Article by Ayman Alheraki on January 11 2026 10:36 AM
The addition of coroutines in C++20 is one of the most significant enhancements aimed at making asynchronous task handling more efficient. However, it has faced widespread criticism for its associated complexity and limited adoption so far. This article discusses the reasons behind this complexity, compares it with GoRoutines in Go, and proposes solutions for effective usage while anticipating its future in the programming world.
Coroutines in C++ are designed as a low-level concept, granting developers complete freedom in determining how to use them. This makes them complex because developers must create their own infrastructure, such as:
Managing state.
Defining how values are returned or passed.
Handling resources of suspended objects.
Unlike Go, which provides a standard library seamlessly integrated with GoRoutines, C++ lacks a comprehensive standard library to support coroutines. Most developers rely on external libraries such as:
std::future and std::promise for basic value handling.
Libraries like Boost.Asio and cppcoro to simplify coroutine usage.
Developers need to deeply understand resource management details. When a coroutine is suspended, they must ensure proper handling of objects and address unexpected scenarios like:
Premature function termination.
Releasing resources in case of task failure.
Integrating coroutines with existing C++ code or systems may lead to complex challenges such as:
Incompatibility with current execution models.
The need to redesign code to adapt to the coroutine concept.
In Go, GoRoutines are designed as a high-level feature deeply integrated into the language.
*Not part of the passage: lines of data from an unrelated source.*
PR #745, opened 2025-10-14
Update k8s stack to always use the stacks API

moskyb:
The stacks API, which we've been working on in the background now for a little while, is ready for primetime! While previously enabled in an experimental fashion, this PR makes the stacks API the default, with no way to opt out to the old APIs (without downgrading the stack, anyway — the old APIs will continue to be supported for the foreseeable future, and nothing is going to break in older versions).

The use of the stacks API should only have a few user-facing changes, mostly around the job timeline of jobs picked up by the k8s stack — now, they'll have a little more info given by the k8s stack as to their scheduling process: 
CleanShot 2025-10-15 at 13 49 06

When the k8s stack fails to launch a job, the details of that failure will now be in the job timeline. for example, here's what the output for a job with a malformed `kubernetes` plugin config looks like: 
CleanShot 2025-10-15 at 13 56 50

However, the main benefits from the k8s stack using the stacks API come from the fact that it's designed to be much more scalable, and should be able to handle a higher job throughput.

As a procedural note, for the purposes of our CI instance, i've kept the CLI flag that enables the stacks API but it no longer does anything. it'll get removed in a later PR.

### DIFF
--- a/internal/controller/controller.go
+++ b/internal/controller/controller.go
@@ -29,12 +29,7 @@ import (
 
 const agentTokenKey = "BUILDKITE_AGENT_TOKEN"
 
-func Run(
-	ctx context.Context,
-	logger *zap.Logger,
-	k8sClient kubernetes.Interface,
-	cfg *config.Config,
-) {
+func Run(ctx context.Context, logger *zap.Logger, k8sClient kubernetes.Interface, cfg *config.Config) {
 	httpMuxes := make(map[string]*http.ServeMux)
 
 	if cfg.ProfilerAddress != "" {
@@ -125,7 +120,6 @@ func Run(
 		StackID:         cfg.ID,
 		AgentQueryRules: cfg.Tags,
 		Logger:          logger,
-		UseStacksAPI:    cfg.ExperimentalStacksAPISupport,
 	})
 	if err != nil {
 		logger.Error("Couldn't create Agent API client", zap.Error(err))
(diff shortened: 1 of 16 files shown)


internal/controller/controller.go
```diff
@@ -29,12 +29,7 @@ import (
 
 const agentTokenKey = "BUILDKITE_AGENT_TOKEN"
 
-func Run(
-	ctx context.Context,
-	logger *zap.Logger,
-	k8sClient kubernetes.Interface,
-	cfg *config.Config,
-) {
```
zhming0, line 37: [nit] it's probably unnecessary diff?  But it also reduce readability too

zhming0 (approved):
LGTM! with a nit.

internal/controller/controller.go
DrJosh9000: I think it's an improvement (see also https://google.github.io/styleguide/go/guide#line-length)

zhming0: It might depends on how we read it: 

>  If a line feels too long, prefer refactoring instead of splitting it. 

It still imply that long line isn't ideal.

> as short as it is practical for it to be

This is the gray area I guess, subject to personal preference.

In this case either way is fine. But if it has 5+ args I might feel slightly stronger about splitting.

moskyb: yeah, that's generally where i tend to create args structs etc, but this one is fine for now IMO

PR #752, opened 2025-10-22
Run release after pushing helm chart

DrJosh9000:
### What

Make `release` depend on `push-main-or-tag`.

### Why

The things that happen in `release` need the Helm chart to have been pushed. Previously this happened because of the transitive dependency via `deploy`, but as of #739, `deploy` no longer runs on tag builds.


moskyb:
😬 my bad, sorry about this!

PR #753, opened 2025-10-23
Use the standalone stacksapi module

moskyb:
We've published what used to be in the `internal/stacksapi` path in this repo to [its own repo](https://github.com/buildkite/stacksapi), so let's use that instead.


zhming0 (approved):
👍🏿

PR #754, opened 2025-10-23
PB-851 part 1: use Buildkite Secret in favor of K8s Secret

zhming0:
This PR replaces all k8s secret reference to Buildkite secrets with proper access policy. 

Note, because current Buildkite Secret restrict BUILDKITE_** env var names, I had to rename some env var names.

### DIFF
--- a/.buildkite/steps/deploy.sh
+++ b/.buildkite/steps/deploy.sh
@@ -18,7 +18,7 @@ helm upgrade agent-stack-k8s "${helm_repo_pecr}/agent-stack-k8s" \
   --install \
   --create-namespace \
   --wait \
-  --set agentToken="${BUILDKITE_AGENT_TOKEN}" \
+  --set agentToken="${DEFAULT_CLUSTER_TOKEN}" \
   --set config.image="${agent_image}" \
   --set config.debug=true \
   --set config.profiler-address=localhost:6060 \
--- a/cmd/controller/controller_test.go
+++ b/cmd/controller/controller_test.go
@@ -159,12 +159,8 @@ func TestReadAndParseConfig(t *testing.T) {
 		},
 	}
 
-	// The buildkite token is required, but it is set from a Kubernetes secret, not the config file,
-	// which is itself set from a config map that is used to create env variables in the controller
-	// container. As this is required, we set it here to avoid the validation error.
-	t.Setenv("BUILDKITE_TOKEN", "my-graphql-enabled-token")
-
 	// These need to be unset to as it is set in CI which pollutes the test environment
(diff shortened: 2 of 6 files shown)


.buildkite/steps/deploy.sh
```diff
@@ -18,7 +18,7 @@ helm upgrade agent-stack-k8s "${helm_repo_pecr}/agent-stack-k8s" \
   --install \
   --create-namespace \
   --wait \
-  --set agentToken="${BUILDKITE_AGENT_TOKEN}" \
+  --set agentToken="${DEFAULY_CLUSTER_TOKEN}" \
```
moskyb:
```suggestion
  --set agentToken="${DEFAULT_CLUSTER_TOKEN}" \
```

cmd/controller/controller_test.go
```diff
@@ -162,7 +162,7 @@ func TestReadAndParseConfig(t *testing.T) {
 	// The buildkite token is required, but it is set from a Kubernetes secret, not the config file,
 	// which is itself set from a config map that is used to create env variables in the controller
 	// container. As this is required, we set it here to avoid the validation error.
```
moskyb: This comment is a lie now, right? It's set from a buildkite secret during the deploy process

cmd/controller/flags.go
```diff
@@ -17,7 +17,7 @@ func AddConfigFlags(cmd *cobra.Command) {
 		"buildkite-agent-token",
 		"name of the Buildkite agent token secret",
 	)
-	cmd.Flags().String("buildkite-token", "", "Deprecated - Buildkite API token with GraphQL scopes")
+	cmd.Flags().String("integration-test-buildkite-token", "", "Deprecated - Buildkite API token with GraphQL scopes")
```
moskyb, line 20: i think now that we're only using the graphQL token in tests, we should remove it from the stack entirely and pass it to the tests by environment variable or similar — its presence in the stack configuration is only going to confuse people

.buildkite/steps/deploy.sh
swaller-bk: smol typo here I think: 
```--set agentToken="${DEFAULT_CLUSTER_TOKEN}" \```

cmd/controller/controller_test.go
zhming0: This comment is confusing, I removed it and reworked this bit of code.

cmd/controller/flags.go
zhming0: Totally agree, but that's probably out-of-scope for this PR.

PR #755, opened 2025-10-23
PB-851 part 2: use podTemplate + image attribute to hide podSpec

zhming0:
use podTemplate + image attribute to hide podSpecs, largely simplify our `pipeline.yaml`!

### DIFF
--- a/.buildkite/pipeline.yaml
+++ b/.buildkite/pipeline.yaml
@@ -13,110 +13,38 @@ x-anchors:
           checkout:
             fetchFlags: -v --tags
 
-  go-cache-env: &go-cache-env
-    name: GOCACHE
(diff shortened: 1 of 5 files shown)


.buildkite/pipeline.yaml
```diff
@@ -125,35 +53,13 @@ steps:
...
     plugins:
       - kubernetes:
-          podSpec:
+          podTemplate: go-with-cache
+          podSpecPatch:
             serviceAccountName: integration-tests
-            volumes:
-              - name: agent-stack-k8s-config
-                configMap:
-                  name: agent-stack-k8s-config
```
zhming0, line 135: There is no need for our integration test to access our production controller config.

PR #756, opened 2025-10-23
Ground out zap

moskyb:
This PR does two things:
1. Replace `zap` with go's builtin `log/slog`
2. Adds a couple of logging UX improvements:
- Adds a `--log-format` flag which takes either `logfmt` (default) or `json` (new!), allowing us to output JSON logs
- Colours the logs by default when the k8s stack is run in a TTY (which in production is almost never, but makes local dev more bearable)
- Adds a `--log-level` flag, allowing users to customise how many logs the k8s stack outputs into their environment

The zap-to-slog transition is basically a giant find-and-replace, which Amp mostly handled on my part. The new flags are good old-fashioned meat code.

**This PR will be easier to review commit-by-commit**

Thanks to @wolfeidau for the inspiration (https://github.com/buildkite/zstash/pull/81)

### DIFF
--- a/cmd/controller/controller.go
+++ b/cmd/controller/controller.go
@@ -16,6 +16,8 @@ import (
 	"github.com/buildkite/agent-stack-k8s/v2/internal/controller"
 	"github.com/buildkite/agent-stack-k8s/v2/internal/controller/config"
 	"github.com/buildkite/agent-stack-k8s/v2/internal/controller/scheduler"
+	"github.com/lmittmann/tint"
+	"github.com/mattn/go-isatty"
 
 	"github.com/go-playground/locales/en"
 	ut "github.com/go-playground/universal-translator"
@@ -281,12 +283,37 @@ func New() *cobra.Command {
 				return fmt.Errorf("failed to parse config: %w", err)
 			}
 
-			var logger *slog.Logger
-			if cfg.Debug {
-				logger = slog.New(slog.NewJSONHandler(os.Stdout, &slog.HandlerOptions{Level: slog.LevelDebug}))
-			} else {
-				logger = slog.New(slog.NewJSONHandler(os.Stdout, &slog.HandlerOptions{Level: slog.LevelInfo}))
+			level := slog.LevelInfo
+			if cfg.LogLevel != "" {
+				err := level.UnmarshalText([]byte(cfg.LogLevel))
+				if err != nil {
+					return fmt.Errorf("invalid log level %q: %w", cfg.LogLevel, err)
+				}
 			}
+
+			if cfg.Debug {
+				// The debug flag trumps the log level flag
+				level = slog.LevelDebug
+			}
+
+			var handler slog.Handler
+			switch cfg.LogFormat {
+			case "json":
+				handler = slog.NewJSONHandler(os.Stdout, &slog.HandlerOptions{Level: level})
+
+			case "logfmt":
+				handler = tint.NewHandler(os.Stdout, &tint.Options{
+					AddSource: true,
+					Level:     level,
+					NoColor:   cfg.NoColor || !isatty.IsTerminal(os.Stdout.Fd()),
+				})
+
+			default:
+				// Handled by the config validator above, but nice to have just in case.
+				return fmt.Errorf("unknown log format: %s", cfg.LogFormat)
+			}
+
+			logger := slog.New(handler)
 			logger.Info("configuration loaded", "config", cfg)
 
 			clientConfig := restconfig.GetConfigOrDie()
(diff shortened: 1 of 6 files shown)


cmd/controller/controller.go
```diff
@@ -281,15 +283,37 @@ func New() *cobra.Command {
...
+			var handler slog.Handler
+			switch cfg.LogFormat {
+			case "json":
+				handler = slog.NewJSONHandler(os.Stdout, &slog.HandlerOptions{Level: level})
+
+			case "console":
+				handler = tint.NewHandler(os.Stdout, &tint.Options{
+					Level:   level,
+					NoColor: cfg.NoColor || !isatty.IsTerminal(os.Stdout.Fd()),
+				})
```
zhming0: I believe the default key value text log format is commonly referred to as `logfmt`. 

```suggestion
			case "logfmt":
				handler = tint.NewHandler(os.Stdout, &tint.Options{
					Level:   level,
					NoColor: cfg.NoColor || !isatty.IsTerminal(os.Stdout.Fd()),
				})
```

internal/controller/config/config.go
```diff
@@ -114,70 +113,10 @@ type Config struct {
...
-type stringSlice []string
 
-func (s stringSlice) MarshalLogArray(enc zapcore.ArrayEncoder) error {
-	for _, x := range s {
-		enc.AppendString(x)
-	}
-	return nil
-}
-
-func (c Config) MarshalLogObject(enc zapcore.ObjectEncoder) error {
```
zhming0, line 128: [question] Is this capability no longer needed?

internal/controller/monitor/monitor.go
```diff
@@ -151,13 +151,13 @@ func (m *Monitor) Start(ctx context.Context, handler model.ManyJobHandler) <-cha
...
 				continue
-			}
+				}
 
-			m.logger.Info("job processing of Agent API results completed...",
-				zap.Int("agent-api-jobs-processed", len(jobs)),
-			)
+				m.logger.Info("job processing of Agent API results completed...",
+				"agent-api-jobs-processed", len(jobs),
+				)
```
zhming0: Amp did some funky indentation change?

internal/controller/controller.go
```diff
@@ -149,12 +149,13 @@ func Run(ctx context.Context, logger *zap.Logger, k8sClient kubernetes.Interface
...
 	})
 	if err != nil {
-		logger.Fatal("failed to create monitor", zap.Error(err))
+		logger.Error("failed to create monitor", "error", err)
+		return
 	}
 
 	// Scheduler does the complicated work of converting a Buildkite job into
 	// a pod to run that job. It talks to the k8s API to create pods.
-	sched := scheduler.New(logger.Named("scheduler"), k8sClient, agentClient, scheduler.Config{
```
zhming0, line 157: I didn't verify if the original `logger.Named` is equavelent to `logger.With("component", ...)`, hopefully it's the same?

moskyb: in zap, the name of the logger is included in the log line. it's what's highlighted here:
CleanShot 2025-10-24 at 13 47 49@2x

In the new `slog` logs, it looks like this:
CleanShot 2025-10-24 at 13 49 11@2x

(the equivalent being `component=monitor`).

The two formats aren't the same (which can be seen just by looking at the screenshots), but i don't think that the format of our logs is an API surface we need to maintain just yet, and looking forward, i would expect the `json` format to stay stable while the `logfmt` format may change

internal/controller/monitor/monitor.go
moskyb: oh yes indeed. lemme go in and fix those...

internal/controller/config/config.go
moskyb: not really. `MarshalLogObject` (and the `MarshalLogArray` method above) are used by zap to encode custom types into log values. slog is smart enough to just call `fmt.Sprintf("%v", val)` on it, and it gets output like this:

Image

not exactly pretty, but then it doesn't have to be. if we wanted to duplicate the behaviour using `slog`, we could do something like:
```Go
func (c Config) LogValue() slog.Value {
    return slog.GroupValue(
        slog.String("agent-token-secret", c.AgentTokenSecret),
        slog.Bool("debug", c.Debug),
        slog.String("image", c.Image),
        // ... etc
    )
}
```

... but tbh i don't really think it's worth it, as it wouldn't make the outputted log much prettier, or much more useful.

cmd/controller/controller.go
moskyb: how do you feel about `text`? it matches the agent, and saying `--log-format logfmt` looks a little silly

zhming0: I personally feel `logfmt` is a widely recognized word while `text` is pretty ambiguous, JSON is `text` too 😬.

moskyb: sweet, `logfmt` it is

For example:
Calling any function as a GoRoutine requires merely adding the go keyword before the call.
Concurrent task management relies on a straightforward model using channels for communication.
Go provides a built-in execution environment supporting GoRoutines smoothly. Developers don't need to handle resource management or system design as Go handles it automatically.
Go automatically manages state and resources for GoRoutines, making them significantly easier to use compared to C++ coroutines.
Go includes standard libraries specifically designed to directly support GoRoutines, reducing reliance on external libraries.
Using libraries that facilitate coroutines can greatly simplify their implementation, such as:
cppcoro: A library offering flexible structure and an easy interface for managing coroutines.
Boost.Asio: A powerful library for handling networking and asynchronous tasks.
Future updates to C++ may introduce a standard library with better coroutine support, such as enhancements to the std::execution library or networking libraries.
Avoid writing raw coroutine code. Instead, use specialized wrappers to abstract complexity.
Adopt the RAII (Resource Acquisition Is Initialization) approach for automatic resource management.
Understand how co_yield, co_await, and co_return work.
Learn concepts like Awaitable and Awaiter in C++.
| Aspect | C++ Coroutines | GoRoutines |
|---|---|---|
| Ease of Use | Complex, requires low-level knowledge | Easy, needs simple commands |
| Resource Management | Developer responsibility | Automatically handled by the system |
| Standard Library Support | Weak | Strong and comprehensive |
| System Performance | Higher if properly designed | Good, depends on Go runtime |
| State Management | Developer responsibility | Built into the language |
Upcoming C++ updates (such as C++23 and beyond) are expected to introduce standard libraries with better coroutine support.
Enhancements in execution libraries and multithreading systems are anticipated.
The emergence of new libraries or improvements to existing ones, such as Boost and cppcoro, will simplify coroutine management.
With the growing demand for asynchronous programming, coroutines are expected to gain more adoption, especially in areas like:
Networking.
Cloud computing.
Game development.
Given the complexity of coroutines in C++, companies and experts have developed frameworks to make them more practical for various projects. Some notable efforts include:
An open-source library designed to make working with coroutines easier and more seamless.
Provides ready-made tools like:
async_generator: For asynchronous value generation.
task: A unit for organizing asynchronous tasks.
sync_wait: A utility for easily waiting for coroutine results.
A prominent library that has long supported asynchronous programming in C++.
With the advent of coroutines, it added features like co_spawn and awaitable for networking and high-performance applications.
Microsoft has offered extensive coroutine support through its C++/WinRT framework, making them easier to use for Windows application development.
C++/WinRT provides ready-made interfaces for working with coroutines, especially for UI programming and asynchronous services.
Companies like Google and Facebook have developed internal tools based on coroutines to simplify their use. However, these tools are often tailored for internal projects and not publicly available.
More libraries and frameworks leveraging coroutines are expected to emerge, such as:
Web server frameworks handling asynchronous requests efficiently.
Game engine libraries using coroutines for improved performance and task management in real time.
Although coroutines in C++20 currently pose significant challenges, they represent a critical step toward supporting asynchronous programming. Developers can overcome these complexities by using existing libraries and following best practices. With future updates and advancements in supporting tools, coroutines are likely to become more powerful and user-friendly.